Довольно! Довольно! В глазах у него уже накипали слезы, и все в нем собиралось взорваться; он на ощупь искал ручку двери, чувствуя, что больше не в силах говорить.

Ему удалось бы уйти, если б Милан, все время сдержанно молчавший, не пригвоздил его к месту.

- Я одного не пойму. Если ты так ее любишь, то хоть поинтересовался бы, с кем она встречается... С кем таскается по ночам...

- Заткнись! - оборвал его Павел.

Поздно.

- Что ты сказал? - промолвил дрожащими губами Гонза. Новый удар и опять с неожиданной стороны - он зашатался под ним. Но тотчас словно оцепенел. Повтори!

Дрожь охватила его.

Милан успел только поднести руку к лицу для защиты.

- Зачем же я буду... Сам проверь, черт возьми!..

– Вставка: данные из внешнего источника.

PR #7619, opened 2023-04-25
only run semgrep pro tests if repo is owned by returntocorp

tpetr:
will test by forking this branch

### DIFF
--- a/.github/workflows/test-semgrep-pro-latest.yaml
+++ b/.github/workflows/test-semgrep-pro-latest.yaml
@@ -13,6 +13,7 @@ on:
 jobs:
   test-semgrep-pro-latest:
     name: Test Semgrep Pro Engine (latest release)
+    if: github.repository_owner == 'returntocorp' # only returntocorp has the necessary credentials to access semgrep pro
     runs-on: ubuntu-22.04
     permissions:
       id-token: write
--- a/.github/workflows/test-semgrep-pro.yaml
+++ b/.github/workflows/test-semgrep-pro.yaml
@@ -42,6 +42,7 @@ jobs:
           fi
   test-semgrep-pro:
     name: Test Semgrep Pro Engine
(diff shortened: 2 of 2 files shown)


aryx (approved):

spencerdrak:
@tpetr thanks for opening this up - my only suggestion here would be to add another trigger to the job so that it also runs on develop. Not sure the performance implications of doing this, but, it might be a nice safety net so that we know which changes caused issues and aren't getting unrelated failures in follow-on PRs. 

Alternatively we can check this nightly, but I don't know what the team would prefer.

.github/workflows/test-semgrep-pro-latest.yaml
```diff
@@ -13,6 +13,7 @@ on:
 jobs:
```
spencerdrak, line 13:
```suggestion
  push:
    branches:
      - "develop"
jobs:
```

spencerdrak (commented):
I'll defer to @aryx or @brandonspark on what they'd prefer to see here, but this should be able to run just fine on develop.

.github/workflows/test-semgrep-pro-latest.yaml
spencerdrak: Also haven't tested this explicitly, so @tpetr may need to run another test from his fork

spencerdrak:
@tpetr thanks for opening this up - my only suggestion here would be to add another trigger to the job so that it also runs on develop. Not sure the performance implications of doing this, but, it might be a nice safety net so that we know which changes caused issues and aren't getting unrelated failures in follow-on PRs. 

Alternatively we can check this nightly, but I don't know what the team would prefer.

.github/workflows/test-semgrep-pro-latest.yaml
brandonspark: i see no reason not to do this, so i'm down

aryx (approved):

PR #7622, opened 2023-04-25
osemgrep: color complete log lines, avoid the logging level

hannesm:
test plan:
 make core
 osemgrep --config r/python --include foo --exclude foo .

-> now the line "Paths that match both --include and --exclude will be skipped by Semgrep." is yellow

Though this does no longer compose -- if styles in log messages are used, the color will be dropped (the Fmt library does composition (reading the current style, and adding the new style), but does not expose the required functionailty basically for "style start" fmt "style end", only if fmt is known upfront.

I don't think this is an issue since all bold/color styling is only done in normal application output (not in warning/error) -- but I wanted to mention it.

PR checklist:

### DIFF
--- a/libs/commons/Logs_helpers.ml
+++ b/libs/commons/Logs_helpers.ml
@@ -1,23 +1,50 @@
+(* ansii escape sequences for colored output, depending on log level *)
+let color level =
+  match level with
+  | Logs.Warning -> Some "33" (*yellow*)
+  | Logs.Error -> Some "31" (*red*)
+  | _else -> None
+
+(* print an ansi escape sequence *)
+let pp_sgr ppf style =
+  Format.pp_print_as ppf 0 "\027[";
+  Format.pp_print_as ppf 0 style;
+  Format.pp_print_as ppf 0 "m"
+
+(* log reporter *)
+let reporter ?(dst = Format.err_formatter) () =
+  let report _src level ~over k msgf =
+    let pp_style, style, style_off =
+      match color level with
+      | None -> ((fun _ppf _style -> ()), "", "")
+      | Some x -> (pp_sgr, x, "0")
+    in
+    let k _ =
+      over ();
+      k ()
+    in
+    let r =
+      msgf @@ fun ?header:_ ?tags:_ fmt ->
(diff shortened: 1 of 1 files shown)


hannesm:
This also drops the `<app-name> [log level]` prefix from log output.

libs/commons/Logs_helpers.ml
```diff
@@ -1,23 +1,50 @@
+(* ansii escape sequences for colored output, depending on log level *)
```
aryx, line 1: ANSI

libs/commons/Logs_helpers.ml
```diff
@@ -1,23 +1,50 @@
...
+let color level =
+  match level with
+  | Logs.Warning -> Some "33" (*yellow*)
+  | Logs.Error -> Some "31" (*red*)
+  | _else -> None
+
+(* print an ansi escape sequence *)
```
aryx, line 8: ANSI

libs/commons/Logs_helpers.ml
```diff
@@ -1,23 +1,50 @@
...
+let pp_sgr ppf style =
+  Format.pp_print_as ppf 0 "\027[";
```
aryx, line 10: there's an OCaml library ANSITerminal that we could use maybe here (we already use it in libs/commons/Console.ml,
so no need to add it to the dependencies). Or maybe just add a comment explaining why we don't use
ANSITerminal lib here (not worth it).

aryx (approved):
I didn't understand your comment in the PR about the composition, but maybe add
an explaination in Logs_helpers.mli about limitations of the reporter.

hannesm:
> I didn't understand your comment in the PR about the composition

It is not relevant here and now for our purposes.

If you would `` Logs.err (fun m -> m "foo %a bar" Fmt.(styled `Bold string) "hello") ``, you will see:
foo (* in red *) hello (* in red & bold *) bar (* plain default foreground *) -- while the expectation would be to see the "bar" in red (and not bold) again

The underlying reason is that Fmt preserves and merges styles. Unfortunately I haven't found a way to apply the color using Fmt.styled to the entire (user-supplied) formatter (so you see the manual emission of ANSI escape sequences in this PR).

Он не договорил. Попробовал освободиться, оторвать пальцы, с судорожной силой вцепившиеся ему в горло. Гонза тряс его, поднял со стула, как тряпку.

- Говори! - хрипел Гонза у самого его лица. - Скажи еще раз, ты... скотина... я убью тебя, убью, если ты коснешься ее своей ядовитой слюной, ты, грязная крыса...

Только теперь все опомнились от неожиданности. Кинулись разнимать, вырвали Милана, который уже хрипел; шум, паденье стульев, сиплое дыханье отвратительной драки, в этом дьяволе не узнать было прежнего Гонзу, он обезумел, он убил бы, если б Павлу и Войте не удалось общими усилиями вырвать у него из рук совершенно обессилевшего Милана.

- Убью тебя, сволочь, пустите меня! Я убью его!

- Довольно! - сипел Павел, почти теряя самообладание и дрожа от гнева. Держите его, ребята! Тише ты!

Войте удалось завести Гонзе руки за спину, Павел толкнул Милана на стул и загородил его собой.

- Хватит, опомнись, сумасшедший!

Не успели они прийти в себя и собраться с мыслями, как Гонза, резко мотнувшись в сторону, вырвался из рук Войты, и дверь за ним захлопнулась. Удар грохнул по засыпающему дому и разлетелся по галереям, промчалась буря торопливых шагов по деревянной спирали лестницы, и настала тишина, испуганная, зыбкая тишина.

Они старались не смотреть друг на друга. Милан сидел, неестественно наклонившись вперед, измученный, судорожно кашляя и вытирая взмокший лоб грязной рукой. Он дышал открытым ртом, как загнанная птица, и глядел в пустоту.

- Послушай! - взорвался Войта. - Если ты это выдумал...

- Что вы на меня таращитесь? - голос Милана сорвался смешной фистулой. За кого вы меня принимаете? Что я - из пальца высосал?.. Мне Лекса сказал, значит, железно! Он знает всю историю с ее братом и врать не станет. Лекса не врет! Он все знает. Что же мне было - молчать? Он обязался - значит, это уж не его личное дело! Знаете, что могло быть с нами?

Это звучало убедительно, но он все же чувствовал, что слова его вызывают в них какой-то молчаливый и в корне нелепый протест, который заставил его продолжать:

- Конспирация имеет свои законы, - опять он говорил, как проповедник. - Вы до невозможности сентиментальны. Я сказал это и для его пользы, факт! Я тоже представляю себе, каково ему будет, но в таких делах сострадание побоку, слишком многое поставлено на карту.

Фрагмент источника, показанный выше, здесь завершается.